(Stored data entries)
PR #8061, opened 2026-09-15
Move the pass-manager timing binding to the Intel backend

### LINKED ISSUE #8062: Move the pass manager timing binding to `third_party/intel`
`python/src/ir.cc` adds an `enable_timing` binding on `ir.pass_manager` that upstream does not have. Its only consumer is Intel's compile tracker, so it can live in `third_party/intel/triton_xpu.cc` instead, making `python/src/ir.cc` identical to upstream.

mieshkiwrk:
The `enable_timing` binding on `ir.pass_manager` has a single consumer, `third_party/intel/backend/track.py`, which uses it to report per-pass times from the XPU compile tracker. Upstream has no such binding.

`third_party/intel/triton_xpu.cc` already exposes functions taking `mlir::PassManager &` from Python, so the binding moves there verbatim as `intel.enable_pm_timing(pm, cb)`.

This makes `python/src/ir.cc` identical to upstream. No functional change.


januszjah (approved):
### One real gap (non-blocking)

**The only line whose behavior changed is not covered by CI.** `track.py` is wholly gated on `TRITON_TRACK_DUMP`, and that variable appears nowhere in the repo outside track.py's own read of it — no test, no workflow. So the 14 green checks prove the C++ compiles and nothing regressed, but they never execute `module.intel.enable_pm_timing(...)`. A typo there stays silent until someone turns the tracker on.

Static confidence is high (both resolution steps are backed by existing working patterns), but it is unproven. Worth pasting a one-liner into the PR as evidence — it needs no GPU:

```bash
python -c "from triton._C.libtriton import ir, intel; \
ctx=ir.context(); pm=ir.pass_manager(ctx); \
intel.enable_pm_timing(pm, lambda n,w,k: None); print('ok')"
```

That exercises the cross-submodule type caster and the new symbol name, which is exactly the part CI skips. I could not run it here: the only wheel artifact on the run is `triton-3.10-rolling` (cp310) and this sandbox has Python 3.12 only.

**Optional nit, take or leave:** the 37-line lambda with a nested `CallBackStrategy` struct inflates `init_triton_intel`; a file-static helper would read better. But `optimize_module` right below it is the same shape, so as-is is consistent with the file.

Copilot's "approval recommended / findings: none" is the right call here, though it reached it without checking any of the three claims — the identical-to-upstream assertion in particular was worth confirming rather than restating.

mieshkiwrk:
> ### One real gap (non-blocking)
> **The only line whose behavior changed is not covered by CI.** `track.py` is wholly gated on `TRITON_TRACK_DUMP`, and that variable appears nowhere in the repo outside track.py's own read of it — no test, no workflow. So the 14 green checks prove the C++ compiles and nothing regressed, but they never execute `module.intel.enable_pm_timing(...)`. A typo there stays silent until someone turns the tracker on.
> 
> Static confidence is high (both resolution steps are backed by existing working patterns), but it is unproven. Worth pasting a one-liner into the PR as evidence — it needs no GPU:
> 
> ```shell
> python -c "from triton._C.libtriton import ir, intel; \
> ctx=ir.context(); pm=ir.pass_manager(ctx); \
> intel.enable_pm_timing(pm, lambda n,w,k: None); print('ok')"
> ```
> 
> That exercises the cross-submodule type caster and the new symbol name, which is exactly the part CI skips. I could not run it here: the only wheel artifact on the run is `triton-3.10-rolling` (cp310) and this sandbox has Python 3.12 only.
> 
> **Optional nit, take or leave:** the 37-line lambda with a nested `CallBackStrategy` struct inflates `init_triton_intel`; a file-static helper would read better. But `optimize_module` right below it is the same shape, so as-is is consistent with the file.
> 
> Copilot's "approval recommended / findings: none" is the right call here, though it reached it without checking any of the three claims — the identical-to-upstream assertion in particular was worth confirming rather than restating.

Ran one-liner on PVC - passes, callback fires.

PR #8066, opened 2026-09-15
[ElementwiseOpToLLVM] Use the integer-domain fp8e4m3 -> fp16 sequence on LTS

### LINKED ISSUE #8046: [Inductor] `test/inductor/test_fp8.py TestFP8LoweringXPU.test_rowwise_scaling_acceptable_input_dims_M_1024_K_1024_N_2048_persistent_matmul_False_xpu` began to run much slower on LTS
Command: `TORCHINDUCTOR_FORCE_DISABLE_CACHES=1 python test/inductor/test_fp8.py TestFP8LoweringXPU.test_rowwise_scaling_acceptable_input_dims_M_1024_K_1024_N_2048_persistent_matmul_False_xpu`

Found in https://github.com/pytorch/pytorch/pull/195006

whitneywhtsang:
Fixes the LTS compile-time regression in #8046 by selecting a different fp8e4m3 -> fp16 software sequence on LTS drivers. **This is option (a) of two; see #8067 for option (b), which keeps #7775 everywhere and works around the IGC pass instead. They are alternatives — pick one.**

### Cause

The oneDNN sequence from #7775 is 6 ops of short, straight-line, unpredicated float arithmetic. The LTS IGC (2.11) runs a LoopSink pass whose cost model reads that as free to rematerialize and clones it ~6x inside the already-unrolled loop body. Comparing IGC's own dump stages on a config-matched kernel pair, the blowup is entirely between `optimized` and `codegen`:

| | previous sequence | #7775 |
|---|---|---|
| `optimized` -> `codegen` lines | 22,391 -> 23,774 (1.06x) | 16,409 -> 85,216 (**5.2x**) |
| fmul | 1,536 -> 1,536 | 3,584 -> **20,992** |
| fadd | 256 -> 256 | 1,280 -> **6,400** |
| ocloc time / spill slots | 4.73 s / 840 | 23.02 s / 1,882 |

The previous sequence is not cloned at all, because its `icmp`/`select` NaN fixup makes it ineligible or unprofitable to sink. Newer IGC does not mispredict this — on the rolling driver #7775 is a win on both compile time and runtime — hence a gate rather than a revert.

### Change

Restores the pre-#7775 11-op integer-domain converter as `Fp8E4M3Nv_to_Fp16Int` and selects it when the module is marked `ttig.is_lts` and the hardware conversion builtin is unavailable. `fp8e4m3 -> fp16` now has three implementations where a `ConverterSelector` holds two, so the LTS case is handled with an explicit early return in `getConverter()`.

### Results (LTS 1.6.33578+77, IGC 2.11.43, 106 choices)

| | precompile | total |
|---|---|---|
| #7775 (main) | 925.3 s | 962.1 s |
| this PR | **466.5 s** | **566.2 s** |

Total `ocloc` across the 105 autotune candidates: 315.4 s -> 92.0 s.

### Trade-off reviewers should weigh

This costs LTS runtime. The tiles autotune actually selects are small (32x32, 32x64) and spill 0 B under either sequence, so they lose the ~1.7x that #7775 gave them — 0.2290 ms -> 0.3940 ms on a matched config. The spill and compile-time blowup is confined to large 128x128/128x256 tiles that are among the slowest candidates and never get selected, but still have to be compiled. So this PR trades runtime on the kernels that get kept for compile time on candidates that get discarded. Option (b) avoids that trade.

NaN payload differs between the two sequences (sign-preserved `0x7E00` here, hardware default quiet NaN with sign discarded for oneDNN). Both are NaN and the payload is unspecified.


chengjunlu (approved):

chengjunlu:
Both fixes LGTM. 

If the issue blocks Pytorch release, let's use the conservertive fix AKA fallback to the old sequence.

whitneywhtsang:
I will wait a bit to see if there are other opinions before merging.

etiotto (approved):

PR #8067, opened 2026-09-15
[Intel] Disable IGC LoopSink for the software fp8e4m3 -> fp16 sequence on LTS

whitneywhtsang:
Fixes the compile-time regression reported in #8046 by turning off the IGC pass that
actually blows up, rather than by giving up the faster conversion sequence.

## Root cause

#7775 replaced the 11-op integer-domain `fp8e4m3 -> fp16` software converter with the
6-op oneDNN sequence (`ashr`/`and`/`fmul`/`fmul`/`fmul`+`fadd`). On LTS (driver
1.6.33578+77, IGC 2.11.43) IGC's **LoopSink** pass clones that chain about 6x between
its `optimized` and `codegen` dump stages, on a matched pair of kernels:

| | pre-#7775 | #7775 |
|---|---|---|
| `optimized` -> `codegen` IR lines | 22,391 -> 23,774 (1.06x) | 16,409 -> 85,216 (5.2x) |
| `fmul` (optimized -> codegen) | 1,536 -> 1,536 | 3,584 -> 20,992 |
| asm lines | 63,577 | 263,455 |
| ocloc time / spill slots | 4.73 s / 840 | 23.02 s / 1,882 |

The old sequence is never cloned; the plausible blocker is its `icmp`+`select` NaN
fixup. Sweeping IGC keys isolated the pass: only `DisableLoopSink=1` mattered
(`DisableCodeSinking`, `ForceLoopSink=0`, `DisableCodeHoisting`, `RematFlowThreshold=0`,
`EnableVISANoSchedule`, `VISAOptions=-nocompaction` all made no difference). With
`DisableLoopSink=1`, each of those kernels compiles in 2-3 s with **zero** spill.

## The change

`-igc_opts ',DisableLoopSink=1'` is added to the `ocloc` command line, scoped to
modules that are both on an LTS driver and actually contain a *software*
`fp8e4m3 -> fp16` conversion (i.e. the target has no `has_f8_conversions`
instruction). Non-LTS is untouched, and so is every LTS kernel that does not emit that
sequence.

Task item =
Among the lines above, return each one holding the string "silent".

Answer space =
**The only line whose behavior changed is not covered by CI.** `track.py` is wholly gated on `TRITON_TRACK_DUMP`, and that variable appears nowhere in the repo outside track.py's own read of it — no test, no workflow. So the 14 green checks prove the C++ compiles and nothing regressed, but they never execute `module.intel.enable_pm_timing(...)`. A typo there stays silent until someone turns the tracker on.
> **The only line whose behavior changed is not covered by CI.** `track.py` is wholly gated on `TRITON_TRACK_DUMP`, and that variable appears nowhere in the repo outside track.py's own read of it — no test, no workflow. So the 14 green checks prove the C++ compiles and nothing regressed, but they never execute `module.intel.enable_pm_timing(...)`. A typo there stays silent until someone turns the tracker on.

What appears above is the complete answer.